■ Exercise aim:
Go through the records below and copy out every line that contains the word "salt".

START Recorded information

PR #50126, opened 2018-10-19
Fix lowpkg.diff documentation and parameter name

### LINKED ISSUE #50097: lowpkg.diff refers to a package name, but a package file is required
`lowpkg.diff` (rpm.py) have a parameter named `package` that refers to a package name (apache2, xz, etc), but internally is using `rpm2cpio` to see the content of the package. The problem is that this command requite a RPM file.

This can be a documentation issue, that affect the examples and all system dependent package managers too.

If is a documentation issue I can fix it, but first I would like to have a confirmation that the expectations are not wrong.

### Versions Report
develop branch

aplanas:
Package names are useless for lowpkg.diff, as to make a full
comparison we need to access the RPM

Fix #50097

### DIFF
--- a/salt/modules/rpm.py
+++ b/salt/modules/rpm.py
@@ -425,13 +425,13 @@ def owner(*paths):
 @salt.utils.decorators.path.which('rpm2cpio')
 @salt.utils.decorators.path.which('cpio')
 @salt.utils.decorators.path.which('diff')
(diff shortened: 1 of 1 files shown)


cachedout:
@isbm Can you please help review this?

isbm (approved):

END Recorded information

■ Expected answer:
--- a/salt/modules/rpm.py
+++ b/salt/modules/rpm.py
 @salt.utils.decorators.path.which('rpm2cpio')
 @salt.utils.decorators.path.which('cpio')
 @salt.utils.decorators.path.which('diff')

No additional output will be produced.